Born outside Montreal in Sweetsburg, Quebec, Lynn Miles grew up in a musical home. Her father played the harmonica and listened to his jazz collection while her mother was a lover of both opera and country music. Miles’ mother recalled once that she knew when Lynn had finally fallen asleep in her crib: Lynn stopped singing. During her elementary school years, Miles learned guitar, violin, flute and piano. She began performing in public at around the age of sixteen and when she was in her early twenties she studied with an opera singer to strengthen her voice and enrolled for a time at Carleton University in Ottawa where she studied classical music history and theory. Years later, Miles put this training to good use while serving as a voice teacher at the Ottawa Folklore Center. While at the center, she taught voice to many students including a then fourteen-year-old Alanis Morrisette. The lessons came just prior to the making of Morrisette’s first album.

Though Miles had been writing her own songs since the age of 10, she didn’t end up recording any of her own material until 1987 when she cut 9 original compositions for a demo at Happyrock Studio in Ottawa. An avid reader and music-lover, those early recordings were inspired by the books she loved to read, and the music she listened to on the radio. Miles continues to draw inspiration from music and literature to this day. On her latest album, Love Sweet Love for example, the opening track, “Flames of Love,” was inspired by a long period of reading Sufi poetry. "I’m fascinated by the way the Sufis write about love," Miles says. "Their love is spiritual, and I reinterpreted it and wrote ‘Flames of Love,’ about jumping in the fire, Lynn Miles letting go and not being afraid and letting it get hot and not caring about what other people think. Just really going for it." The idea – and the song itself – is exhilarating and exciting, yet full of hidden corners and alleyways from where the joy can be blindsided without notice. But as Miles notes, "You don't learn from happiness."

If that's true, one gets the sense that Miles has learned a lot. In a career that has seen her move from Ottawa to Nashville to Los Angeles and back to Ottawa, and release albums as varied as the slick Night in a Strange Town (co-produced by Larry Klein, of Shawn Colvin and Joni Mitchell fame, and featuring renowned west-coast studio musicians David Piltch, Dean Parks, John Cody and Tal Bergman) and the stark Unravel, Miles has consistently been unflinching in putting it all out there: the unbridled ecstasy of new-found love, the fragile process of sweeping up the pieces when it breaks.
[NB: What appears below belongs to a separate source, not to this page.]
PR #3458, opened 2020-06-18
Support header size limit exceeded with http status 431

mihaico:
Motivation:
Vertx does not return `431 Request Header Fields Too Large` status for HTTP/1.1 (could not confirm how it works on HTTP/2.0), instead it falls back to the generic `400 Bad Message` (only handling explicitly `414 URI Too Long`).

The accolades, meanwhile, continue to pour in. Her 1996 album, Slightly Haunted, was a Billboard Top 10 Pick of the Year. Unravel (released 2001) was praised by critics – All Music Guide describing it as "sounding as if it's been produced by Daniel Lanois in an Appalachian town" and "a diamond in the rough." Canadian folk-music icon Valdy once said, "I'm sorry for all the heartache she has to go through in order to get those juices going, but, yeah, she's marvelous." The New York Times may have said it best: "Lynn Miles makes being forlorn sound like a state of grace."
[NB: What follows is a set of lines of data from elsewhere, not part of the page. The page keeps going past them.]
Issue #3460, opened 2020-06-19
Add Http PATCH support to HTTPClient


jbtrystram:
#### Describe the feature

Currently, HttpClient does support `PUT`, `POST` `DELETE` and `GET`. the `PATCH` method is not supported.

#### Use cases

Use the HTTPClient to submit patches through the JSON Patch format, using the corresponding HTTP verb.

#### Contribution

Pr incoming

PR #3461, opened 2020-06-19
[#3460] Add patch methods to HttpClient and implementation

jbtrystram:
The vertx Http router supports PATCH routes but the client does not have "shorcuts" to use the Http PATCH methods. 

I am working on a JSON Patch (RFC 6902) implementation for eclipse Hono and we use the Vert.x `HttpClientImpl` for the unit tests. Maybe there is a way I could make use of the `send` methods specifying the HTTP method, but those are not exposed in the `HttpClient` interface.

### DIFF
--- a/src/main/java/io/vertx/core/http/HttpClient.java
+++ b/src/main/java/io/vertx/core/http/HttpClient.java
@@ -1,5 +1,5 @@
 /*
- * Copyright (c) 2011-2019 Contributors to the Eclipse Foundation
+ * Copyright (c) 2011-2020 Contributors to the Eclipse Foundation
  *
  * This program and the accompanying materials are made available under the
  * terms of the Eclipse Public License 2.0 which is available at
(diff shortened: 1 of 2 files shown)


vietj:
as PATCH is quite rare to use, we haven't included it yet by default.

You can use the generic `HttpClient#send(RequestOptions)` method and `RequestOptions` has an HTTP method on it.

vietj:
thanks for your contribution

vietj:
e.g `client.send(new RequestOptions().setMethod(HttpMethod.PATCH)..., )`

jbtrystram:
@vietj in Vertx 3.9 the `HttpClient` interface does not have `send` methods. Should I use `HttpClientRequest request(HttpMethod method, RequestOptions options, Handler<HttpClientResponse> responseHandler);` ?

vietj:
@jbtrystram since your PR was for master, I assumed that you were using a milestone release of Vert.x 4

You can proceed like this indeed : https://github.com/eclipse-vertx/vert.x/blob/3.9/src/test/java/io/vertx/core/http/HttpTest.java#L561

if you want something simpler to use, you can consider using Vert.x WebClient instead that provides an higher level interface than the HTTP client.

Her latest album, Love Sweet Love (Red House Records), is a road album. Songs like “Night Drive”, “Sweet and Tender Heart”, “8 Hour Drive” and “Never Coming Back” trace the metaphorical journey of the human heart, sketching a roadmap of modern relationships and heartache. Miles recorded Love Sweet Love with a first-rate collection of Canadian musicians: Unravel producer, guitarist, longtime-friend and collaborator Ian LeFeuvre and drummer Peter Von Althen (both of the Canadian band Starling); Chelsea Bridge double-bassist John Geggiem; Prairie Oyster guitarist Keith Glass and violinist James Stephens all lend their talents to Love Sweet Love. The result of this collaboration is a warm, hopeful sound in perfect harmony with Miles’ smart, heartbreaking lyrics.